* _ACTION ITEM_:
Your task is to copy each line of the listing that contains the word "Main".

========

PR #44, opened 2016-02-17
Move from AMD and CommonJS to ES6 modules

tbroyer:
This is an (almost) automated conversion:
- first "unname" the AMD modules,
  
  ```
  sed -i "s|define.'[^']*',|define(|g" $(git grep --name-only  -e "define[(]'[^']*',")
  ```
- then convert them to ES6 modules through amdtoes6 (use `npm install amd-to-es6` to install the tool).
  
  ```
  amdtoes6 -d src/ -o src/ -b
  ```
- finally, convert CommonJS modules to ES6 modules through esnext (use `npm install esnext` to install the tool).
  
  ```
  find src/ -type f -name "*.js" \
      -not -name "*.min.js" -not -name "optimer_regular.js" \
      -exec esnext -I -w modules.commonjs {} \;
  ```

Issue #122, opened 2016-07-05
NPM package iTowns


gchoqueux:
Make npm package for iTowns

tbroyer:
Prerequisite: either move to commonjs (might not be enough though), or update our "bundling" policy and/or move our dependencies as devDependencies (if we bundle them in a UMD module, like we do today, then we no longer need to declare them as dependencies, and should no longer do it).

autra:
I guess this is superseded by https://github.com/iTowns/itowns2/issues/243

PR #131, opened 2016-07-06
Amd and commonjs to es6

vmora:
This is #44 again.

### DIFF
--- a/doc/API_Doc/ApiGlobe.js.html
+++ b/doc/API_Doc/ApiGlobe.js.html
@@ -33,7 +33,7 @@
  */
 
 
-define('Core/Commander/Interfaces/ApiInterface/ApiGlobe', [
+define( [
        'Core/Commander/Interfaces/EventsManager',
        'Scene/Scene',
        'Scene/NodeProcess',
--- a/package.json
+++ b/package.json
@@ -7,7 +7,8 @@
     "lint": "eslint \"src/**/*.js\" \"test/**/*.js\"",
     "test": "npm run lint && npm run build",
     "build": "webpack -p",
-    "start": "webpack-dev-server -d --inline --hot"
+    "start": "webpack-dev-server -d --inline --hot",
+    "prepublish": "babel -d dist/ src/"
   },
   "repository": {
     "type": "git",
@@ -29,6 +30,12 @@
     "simd": "^2.0.0"
   },
   "devDependencies": {
+    "babel-cli": "^6.5.1",
+    "babel-core": "^6.5.1",
+    "babel-loader": "^6.2.2",
+    "babel-plugin-transform-runtime": "^6.5.0",
+    "babel-preset-es2015": "^6.5.0",
+    "babel-runtime": "^6.5.0",
     "eslint": "^2.5.3",
     "eslint-loader": "^1.3.0",
     "js-beautify": "^1.6.2",
--- a/.babelrc
+++ b/.babelrc
@@ -1,0 +1,4 @@
+{
+  "presets": ["es2015"],
+  "plugins": ["transform-runtime"]
+}
--- a/src/Core/Commander/Command.js
+++ b/src/Core/Commander/Command.js
@@ -4,38 +4,34 @@
  * Description: Cette object contient une commande à executer. Elle porte également les buffers résultants.
  */
 
-define('Core/Commander/Command', [], function() {
+function Command() {
+    //Constructor
 
+    this.name = null;
+    this.priority = 0.0; //Math.floor((Math.random()*100));
+    this.state = null;
+    this.inParallel = null;
+    this.inBuffers = null;
+    this.outBuffers = null;
+    this.paramsFunction = {};
+    this.processFunction = null;
+    this.async = null;
+    this.force = null;
+    this.type = null;
+    this.addInHistory = null;
+    this.source = null;
+    this.requester = null;
+    this.provider = null;
 
-    function Command() {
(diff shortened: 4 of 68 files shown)


doc/API_Doc/ApiGlobe.js.html
```diff
@@ -33,7 +33,7 @@ <h1 class="page-title">Source: ApiGlobe.js</h1>
  */
 
 
-define('Core/Commander/Interfaces/ApiInterface/ApiGlobe', [
+define( [
```
peppsac, line 36: Is this `define` needed?

tbroyer, line 36: This is an artifact of the `sed` script being used to transform "named defines" to "unnamed defines" prior to running `amdtoes6` (which doesn't support named defines). The `sed` script modified that file, but `amdtoes6` obviously didn't.

IMO, either we:
- ignore it, leave the commit like that; we'll eventually remove the generated doc from `master` anyway
- remove `doc` from `master` first, then rebase that change on top
- exclude that file from the commit

package.json
```diff
@@ -7,7 +7,8 @@
     "lint": "eslint \"src/**/*.js\" \"test/**/*.js\"",
     "test": "npm run lint && npm run build",
     "build": "webpack -p",
-    "start": "webpack-dev-server -d --inline --hot"
+    "start": "webpack-dev-server -d --inline --hot",
+    "prepublish": "babel -d dist/ src/"
```
tbroyer, line 11: This will transform ES6 sources to ES5 with CommonJS imports, so it's a "legal" NPM module (see #122); it should target `lib/` then, not `dist/` (which contains the output from `webpack`).

`main` above should then be updated to point to `lib/Main.js`.

And `.npmignore` should ignore `dist/` (we'll publish the ES5 sources to NPM, not the output from `webpack`), and `.gitignore` should also ignore `lib/`.

(see #44 where this was all done)

tbroyer, line 11: An alternative would be to use CommonJS for now and stick with ES5: no need for that `prepublish` calling `babel`, just update the `main` to point to `src/Main.js` and add `dist/` to `.npmignore`.

vmora:
There is a need for decision here, since we have mixed AMD and commonjs imports. 

Here's my vote:
1) es6 import, since it's the fututre
2) commonjs, good enought and easy to transform afterward
3) AMD, last choice for me since it's error prone (2 lists that should be in the same order... but sometimes aren't)

ping @iTowns/core-devs

package.json
tbroyer, line 11: Thinking more about it: we don't follow NPM / Node.js rules for imports (non-relative names –i.e. those not starting with `./` or `../`– are resolved against `node_modules` sibling folders walking up the hierarchy; so `require("Core/Commander/Command")` wouldn't work in "pure Node.js", it'd have to be either `require("itowns2/lib/Core/Command/Command")` to resolve to the file from an _installed_ `itowns2` NPM module; or `require("./Command")` –or `import Command from './Command'`– when called from our `InterfaceCommander`). See http://www.commonjs.org/specs/modules/1.0/ and https://nodejs.org/api/modules.html for the details.

Our current usage of referencing files by their _absolute_ path “relative” to our `src` root only works because we configured Webpack that way, but it won't/wouldn't work if we publish our files to NPM and try to use the module from another project (if using Webpack or Rollup –and probably also Browserify–, one could configure it to make it work, but that's additional burden).

So I think we should just remove that `prepublish` script, and revisit things when we want to tackle the NPM issue (see #44).  
(FWIW, I also think we should move to using relative import paths, like everyone else in the JS/Node.js land, but again, that's another matter that should be addressed in a distinct PR)

package.json
```diff
@@ -29,6 +30,12 @@
     "simd": "^2.0.0"
   },
   "devDependencies": {
+    "babel-cli": "^6.5.1",
```
tbroyer, line 33: I'm really not sure `babel-cli` is needed.

AFAICT, the `babel` executable is installed as part of `babel-core`, and `babel-cli` is meant to be installed globally (`npm install -g babel-cli`) so it's available on your command-line anywhere, and will "sniff" the current module to actually call the locally-installed `babel` (at `node_modules/.bin/babel`) if it exists; defaulting to the globally-installed one otherwise.

vpicavet:
May be related : https://github.com/mrdoob/three.js/pull/9310

peppsac:
> May be related : mrdoob/three.js#9310

This has been merged. I think it's a great example to follow for itowns.

I'm going to work on this done soon, unless:
- someone thinks it's a bad ida.
- someone else want to do it :)

@iTowns/reviewers : thoughts?

tbroyer:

========

* _ANSWER TO THE EXERCISE_:
`main` above should then be updated to point to `lib/Main.js`.
tbroyer, line 11: An alternative would be to use CommonJS for now and stick with ES5: no need for that `prepublish` calling `babel`, just update the `main` to point to `src/Main.js` and add `dist/` to `.npmignore`.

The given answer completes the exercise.